El Capítulo 4 repasa los misterios de la Trinidad, el pecado humano, la cruz y la llamada a la santidad, sirviéndose de la imagen de la fuente. Este capítulo confronta la popular imagen mental de Dios con el misterio de la Trinidad. La unidad del Padre, el Hijo y el Espíritu Santo es un eterno don-de-sí, que va de una a otra Persona. El don-de-sí eterno y Tri-Uno se presenta como la base para el don temporal de uno mismo en el ámbito de la identidad de la persona humana. Este capítulo explica cómo el pecado sabotea este don-de-sí mismo y reduce el flujo de la fuente bajo la insistente presión del querer tomar-para-sí. La persona humana lucha por vivir una vida de donación de sí, pero continuamente se enfrenta a la tendencia al pecado, en particular a través de los siete pecados capitales. Los efectos del pecado se enconan en nosotros, inclinándonos a pecar. El cristiano no puede derrotar el pecado y sus efectos por sus propios esfuerzos. Este capítulo presenta el misterio de la cruz como respuesta de Dios al pecado. Dios ofrece su propio don-de-sí en su Hijo, como la fuente de gracia por la que podemos recibir su misericordia. Ya solo este don de Dios vence el pecado humano. La vida del cristiano es, por lo tanto, una respuesta a la llamada a la santidad que se ofrece en la gracia de Dios a través de los sacramentos. Esto no ocurre de una manera exótica, automática o mágica. Los siete dones del Espíritu Santo (cfr. Is 11:2) edifican las siete virtudes (cfr. 1 Co 13:13; Sab 8:7) en el creyente. Las virtudes, por tanto, hacen que el creyente viva las bienaventuranzas (cfr. Mt 5:3-12). El Catecismo de la Iglesia Católica enseña que «Las bienaventuranzas responden al deseo natural de felicidad»[4]. La relación entre los siete dones, las siete virtudes y las bienaventuranzas es el modo en que cada cristiano queda transformado para vivir una vida santa y responder al deseo natural de felicidad. Este capítulo prepara para una próxima segunda parte, pues explica lo que la tradición enseña sobre la influencia de los siete dones del Espíritu Santo en el afianzamiento interior de la vida virtuosa, de modo que podamos vivir las bienaventuranzas.

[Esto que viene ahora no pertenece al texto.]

Issue #747, opened 2021-05-30
realpath is not available on stock Mac OS.


SinisterStairs:
**Describe The Bug**
macOS cannot run the release's `run.sh` as-is because `realpath` doesn't exist.  (I've tested on 10.14 (Mojave) and 11.4 (Big Sur))

**To Reproduce The Bug**
To fix the problem with Mojave, I installed GNU `readlink`.

Using Homebrew I did `brew install coreutils`.  Personally, I `cp /usr/local/bin/readlink $HOME/bin/` then uninstalled coreutils.

Then I edited  `run.sh` and changed the references of `realpath -s` to `readlink -c`

I'm not sure if this is so much a bug w/ workaround, or some helpful information to document.  Note:  I verified that the release's `run.sh` doesn't work in either Mojave or Big Sur, but my workaround is specifically for Mojave.

Big Sur does have readlink already installed, but it is not GNU's.  Installing GNU readlink in addition to macOS's could have side effects, although by default Homebrew will install to /opt/Homebrew/bin and not override the OS.  But the user's PATH will need to have Homebrew over /usr/bin

mcpierce:
@SinisterStairs Thanks for bringing this to our attention!

I think I've found a reasonable workaround for requiring users to install Homebrew and coreutils, and would appreciate if you could take a look and see if it works for you. If so, I'll add it to the code and push an update.

(edit)

[Here](https://github.com/comixed/comixed/pull/748) is the link to the PR. If you could provide feedback on the solution I'll merge it and put out a new 0.8 release with it.

SinisterStairs:
Well duh!  I should have thought of that myself!  Perfect solution!  (I already had readlink installed for other reasons, so I was looking at it with a blindspot of what was "needed.")

This works on my personal Macbook Pro (Mojave), but not my work Mac (Big Sur).  I'll provide details in the PR.

mcpierce:
@SinisterStairs When you're happy with the resolution, please feel free to close this ticket.

SinisterStairs:
Orirginal problem fixed, thanks!

Note to self: A corner case (for all *nix) exists when the filepath contains special characters, such as spaces.

EDIT: Fixed in pull request #758

PR #748, opened 2021-05-30
Fixed requiring Homebrew coreutils to use scripts on the Mac [#747]

mcpierce:
## Status
READY

NO

## Before You Submit Your PR:
- [X] Bug fix (non-breaking change which fixes an issue)

### DIFF
--- a/comixed-release/src/main/assembly/scripts/run.sh
+++ b/comixed-release/src/main/assembly/scripts/run.sh
@@ -16,9 +16,13 @@
 # You should have received a copy of the GNU General Public License
 # along with this program. If not, see <http://www.gnu.org/licenses>
 
-ME=$(realpath -s $0)
+realpath() {
+  [[ $1 = /* ]] && echo "$1" || echo "$PWD/${1#./}"
+}
+
+ME=$(realpath $0)
 BINDIR=$(dirname ${ME})
-LIBDIR=$(realpath -s ${BINDIR}/../lib)
+LIBDIR=$(realpath ${BINDIR}/../lib)
 
 JAVA=$(which java)
 JAROPTIONS=''


SinisterStairs (approved):
This fixes the `realpath` issue for both Mojave (macOS 10.4) and Big Sur (macOS 11.4).  I didn't have a Catalina or pre-Mojave macOS system to test on, but I'd be genuinely surprised if it didn't also work.

EDIT: Emphasis on fixing `realpath` -- not ComiXed.  See general comments.

SinisterStairs:
This patch fixed `run.sh` with Big Sur (macOS 11.4), but `java` itself core dumped.  (No issues with Mojave; Mojave runs ComiXed now.)

I am using OpenJDK 16 on both those machines, as installed by Homebrew; but of note, my Big Sur* MBP also has Apple's M1** chip.  So the JRE core dump could be related to Homebrew not detecting the M1 chip and installing the M1 version of AdoptOpenJDK, or it could be that OpenJDK isn't compatible with the M1 chip.

I'm not going to spend much more time looking into this because I only cared about running ComiXed on my home computer or NAS; and on my work computer, Eclipse is running/debugging Java applications just fine (using its internal JDK).

But if I have run into other general JDK issues on my Big Sur / M1 MBP (which I'd have to resolve for work), I'll update the solution here.

*Mojave was the last macOS to support 32-bit applications (in addition to 64-bit), while Catalina and Big Sur are 64-bit only.  This caused problems for applications which weren't recompiled, but this isn't likely the problem here.

**In late 2020, Apple switched from Intel chips to their own M1 chip.  So in addition to running Big Sur, some MBP may be using the M1 chip rather than Intel.  This has added yet another compatibility vector.

SinisterStairs (changes requested):
Actually this didn't completely fix the functionality of `realpath`:

The `run.sh` script works fine if I invoke it with `./run.sh` but when I tried `bin/run.sh` (from the source directory) I got:

Error: Unable to access jarfile ~/src/comixed-release-0.8.2-1.1/comixed-app-*.jar

So it dropped `bin/` from the path

EDIT:  Running it from my home directory with `./src/comixed-release-0.8.2-1.1/bin/run.sh` the realpath implementation returns my home directory, so it appears the realpath function is just returning the cwd

SinisterStairs (changes requested):
I figured it out:  the realpath function is working, but the bash script needs to call it with just `realpath` instead of `realpath -s`

EDIT:  We ought to do some regression testing to make sure the `realpath` function is compatible with Windows and *nix machines.  Unfortunately both my Windows PC and NAS (*nix) are down atm, but as long as system supports bash, I don't see why it wouldn't.

mcpierce:
> I figured it out: the realpath function is working, but the bash script needs to call it with just `realpath` instead of `realpath -s`
> 
> EDIT: We ought to do some regression testing to make sure the `realpath` function is compatible with Windows and *nix machines. Unfortunately both my Windows PC and NAS (*nix) are down atm, but as long as system supports bash, I don't see why it wouldn't.

I'll post an updated PR with the -s portion removed. I've got Linux boxes I can try them out on as well to be sure the script works there as well, though I agree with you that they should work just fine.

(edit)

Updated PR is pushed. Please take a look and let me know what you think.

mcpierce:
@SinisterStairs Were you able to verify the updated PR as working? If so, please let me know and I'll merge it.

SinisterStairs:
It works for the happy path -- I'll comment in the source, but basically want to escape some variables.

I'm not sure I tested properly:  I downloaded the official release.zip, then cloned and checked out your branch, and replaced the release's run.sh with yours -- that worked in Mojave.

mcpierce:
@SinisterStairs Using the release archive but replacing the launch script should be a perfectly fine test; i.e., the script hasn't changed for the upcoming release.

I'll go ahead and merge this PR then and, if there are further issues, we can re-open the source ticket and take further action. And thank you for getting back to me.

comixed-release/src/main/assembly/scripts/run.sh
```diff
@@ -16,9 +16,13 @@
 # You should have received a copy of the GNU General Public License
 # along with this program. If not, see <http://www.gnu.org/licenses>
 
-ME=$(realpath -s $0)
+realpath() {
+  [[ $1 = /* ]] && echo "$1" || echo "$PWD/${1#./}"
```
SinisterStairs, line 20: EDIT:  The first `$1` needs shell escaping so it works with filepaths containing spaces and other special characters:  `"$1"`

comixed-release/src/main/assembly/scripts/run.sh
```diff
@@ -16,9 +16,13 @@
...
+}
+
+ME=$(realpath $0)
```
SinisterStairs, line 23: This needs to be shell escaped so it can handle directories with spaces in them (or other special characters):  `realpath "$0"`

comixed-release/src/main/assembly/scripts/run.sh
```diff
@@ -16,9 +16,13 @@
...
 BINDIR=$(dirname ${ME})
```
SinisterStairs, line 24: Also needs shell escaping, `dirname "${ME}"`

comixed-release/src/main/assembly/scripts/run.sh
```diff
@@ -16,9 +16,13 @@
...
-LIBDIR=$(realpath -s ${BINDIR}/../lib)
+LIBDIR=$(realpath ${BINDIR}/../lib)
```
SinisterStairs, line 25: Shell escape `"${BINDIR}"`

SinisterStairs (commented):
In addition to those lines, line 30 of the bugfix branch should be escaped: `COMIXED_JAR_FILE="${BINDIR}"/...` (I think...this is where I'm currently stuck with testing.  `JVMOPTIONS=` might need escaping; the `$JAVA ... -jar $COMIXED_JAR_FILE` line is what's failing if there are spaces or special characters in the filepath

SinisterStairs:
I should just make a merge request myself, but anyways, the happy path works

PR #758, opened 2021-06-03
Fixed *nix release script to support directory paths with spaces [#747]

SinisterStairs:
This fixes `run.sh` for ComiXed directory paths that might have spaces in them.  This also fixed a logic bug with testing for the `comixed-*.jar` file.

Please see the my source comments:  There were two weird (`bash`) behaviors I worked around, and they should be tested in Linux.  (My changes were tested in macOS.)

I personally don't have spaces in my ComiXed directory path, and I'm not sure why I thought to test/fix that case.  (And I regret taking the time to do so.  Those weird behaviors and subsequent workarounds took more time than this case deserved!)

### DIFF
--- a/comixed-release/src/main/assembly/scripts/run.sh
+++ b/comixed-release/src/main/assembly/scripts/run.sh
@@ -20,14 +20,14 @@ realpath() {
   [[ $1 = /* ]] && echo "$1" || echo "$PWD/${1#./}"
 }
 
-ME=$(realpath $0)
-BINDIR=$(dirname ${ME})
-LIBDIR=$(realpath ${BINDIR}/../lib)
+ME=$(realpath "$0")
+BINDIR=$(dirname "${ME}")
+LIBDIR=$(realpath "${BINDIR}"/../lib)
 
 JAVA=$(which java)
 JAROPTIONS=''
 JVMOPTIONS=''
-COMIXED_JAR_FILE=${BINDIR}/comixed-app-*.jar
+COMIXED_JAR_FILE=$(echo "${BINDIR}"/comixed-app-*.jar)
 DEBUG=false
 FULL_DEBUG=false
 VERBOSE=false
@@ -74,7 +74,7 @@ if $VERBOSE; then
   set -x
 fi
 
-if [[ -f "${COMIXED_JAR_FILE}" ]]; then
+if [[ ! -f "${COMIXED_JAR_FILE}" ]]; then
   echo "Missing JAR file"
   exit 1
 fi
@@ -112,7 +112,8 @@ fi
 # build a list of JVM arguments
 
 if [[ $LIBDIR ]]; then
-  JVMOPTIONS="${JVMOPTIONS} -classpath ${LIBDIR}"
+  JVMOPTIONS="${JVMOPTIONS} -classpath"
+  CLASSPATH="${LIBDIR}"
 fi
 
-$JAVA ${JVMOPTIONS} -jar ${COMIXED_JAR_FILE} ${JAROPTIONS}
+$JAVA ${JVMOPTIONS} "${CLASSPATH}" -jar "${COMIXED_JAR_FILE}" ${JAROPTIONS}


comixed-release/src/main/assembly/scripts/run.sh
```diff
@@ -20,14 +20,14 @@ realpath() {
...
-LIBDIR=$(realpath ${BINDIR}/../lib)
+ME=$(realpath "$0")
+BINDIR=$(dirname "${ME}")
+LIBDIR=$(realpath "${BINDIR}"/../lib)
 
 JAVA=$(which java)
 JAROPTIONS=''
 JVMOPTIONS=''
-COMIXED_JAR_FILE=${BINDIR}/comixed-app-*.jar
+COMIXED_JAR_FILE=$(echo "${BINDIR}"/comixed-app-*.jar)
```
SinisterStairs, line 30: This might be specific to macOS's bash: `COMIXED_JAR_FILE="${BINDIR}"/comixed-app-*.jar` would not expand; it would remain a literal `*`, hence my `echo` hack. We should regression test this particular change in Linux.

comixed-release/src/main/assembly/scripts/run.sh
```diff
@@ -74,7 +74,7 @@ if $VERBOSE; then
   set -x
 fi
 
-if [[ -f "${COMIXED_JAR_FILE}" ]]; then
+if [[ ! -f "${COMIXED_JAR_FILE}" ]]; then
```
SinisterStairs, line 77: This is an existing bug -- I'm not sure how it ever worked. `-f` is for testing "a regular file (not a directory or device file)." We should be testing for when the JAR _doesn't_ exist or when it's _not_ a regular file.

The original line here "worked" prior to my shell-escape fixes (it didn't trigger an error, anyways); the line failed with the shell-escape fixes in this patch.

comixed-release/src/main/assembly/scripts/run.sh
```diff
@@ -112,7 +112,8 @@ fi
 # build a list of JVM arguments
 
 if [[ $LIBDIR ]]; then
-  JVMOPTIONS="${JVMOPTIONS} -classpath ${LIBDIR}"
+  JVMOPTIONS="${JVMOPTIONS} -classpath"
```
SinisterStairs, line 115: Lines 115-116: Another weird expansion problem that might be specific to macOS's bash (similar to the comment on line 30). Without this hack, either the `JVMOPTIONS` wouldn't have proper parameters (i.e. it'd be one long string) or spaces in the classpath would cause the java invocation to fail. Again, we should regression test this in Linux too.

mcpierce, line 115: I'm not sure I follow the logic here: why not include the LIBDIR value immediately after the -classpath option?

comixed-release/src/main/assembly/scripts/run.sh
mcpierce, line 77: Oooh, thanks for catching that.

mcpierce (changes requested):
Could change the first line to comply with our [commit message convention](https://github.com/comixed/comixed/blob/develop/CONTRIBUTING.md)? Something like:

```
Fixed run.sh for *nix systems [#747]

Enclosed variables in quotes to ensure that spaces would
not affect their usage.
```

And, also, please add yourself to the CONTRIBUTORS.md file.

SinisterStairs (commented):
> Could change the first line to comply with our commit message convention

I'll delete my fork and resubmit it, because I can't figure out how to fix my git commit messages without leaving lots of annoying merges.  I'm mentioning it here because I imagine it will trash this pull request as well.

comixed-release/src/main/assembly/scripts/run.sh
SinisterStairs: This is what happens if I use the original line 115:
```bash
$ ~/src/Co\ Mixed/bin/run.sh -v
+ [[ ! -f /Users/jfine/src/Co Mixed/bin/comixed-app-0.8.2-1.1.jar ]]
+ false
+ false
+ [[ -n '' ]]
+ [[ -n '' ]]
+ [[ -n '' ]]
+ [[ -n '' ]]
+ [[ -n '' ]]
+ [[ -n /Users/jfine/src/Co Mixed/bin/../lib ]]
+ JVMOPTIONS=' -classpath /Users/jfine/src/Co Mixed/bin/../lib'
+ /usr/bin/java -classpath /Users/jfine/src/Co Mixed/bin/../lib -jar '/Users/jfine/src/Co Mixed/bin/comixed-app-0.8.2-1.1.jar'
Error: Could not find or load main class Mixed.bin....lib
```
I've not had this problem with Linux before, so I wonder if it's a weird Mac bash quirk.  (Mojave and Big Sur use bash 3.2.x)

My workaround was to put the LIBDIR (which contains a space in it) all in its variable so I can properly shell escape.  I created a second CLASSPATH variable so if LIBDIR doesn't exist (but was set), no string is substituted.

SinisterStairs: Tested this on a Linux machine with bash 4.1.x -- same problem.

SinisterStairs:
Closing this PR to submit PR [#759]  which doesn't have all the weird commit logs / better follows contributing conventions (I hope).

PR #274, opened 2026-09-04
feat(ingest): add a replace mode to local add

rodboev:
`docbank add --replace` now makes a file whose destination path already exists a new version of the existing document, instead of dropping a second copy beside it as `notes (2).pdf`. That suffixing quietly split a document's history when an import ran nightly against a changing tree; with `--replace`, unchanged bytes are still skipped by hash and the change is fenced by the node revision so a concurrent edit fails cleanly.

Suffixing stays the default, since two files sharing a name in a bulk import are usually different documents. HTTP integrations get the same option as `"replace": true`. This is the first half of #200; listing documents by time window with no query is separate work.

Refs #200

### DIFF
--- a/cmd/docbank/add.go
+++ b/cmd/docbank/add.go
@@ -3,6 +3,7 @@ package main
 import (
 	"encoding/json/jsontext"
 	"encoding/json/v2"
+	"errors"
 	"fmt"
 	"io"
 	"path/filepath"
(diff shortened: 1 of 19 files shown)


rodboev:
Rebuilding this one to match the opt-in flag design, despite the clean result from roborev. The issue has it right and the shape here should match that. Will mark it ready for review once it does.

wesm:
looking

Así pues, nos dirigimos ahora al Espíritu Santo, y le pedimos que nos acompañe en el camino y nos lleve a Jesús. Divisamos una misteriosa figura junto al pozo. Alza su mirada hasta nosotros, y comienza a hablarnos. Nos hace una sencilla pregunta.
1 Segunda plegaria eucarística del Misal romano, revisado de acuerdo con la segunda edición típica del Missale Romanum (1975), del 1 de marzo de 1985, para uso en las diócesis de los Estados Unidos de América.
2 Segunda plegaria eucarística de El misal romano, ibid.
3 Hans Urs von Balthasar muestra el especial significado de cada detalle del relato evangélico en el que Jesús se encuentra con la pecadora. Vid. Gloria. Una estética teológica. Vol. 1: La percepción de la forma. Encuentro, 1985.
4 Catecismo de la Iglesia Católica (CIC), nº 1718.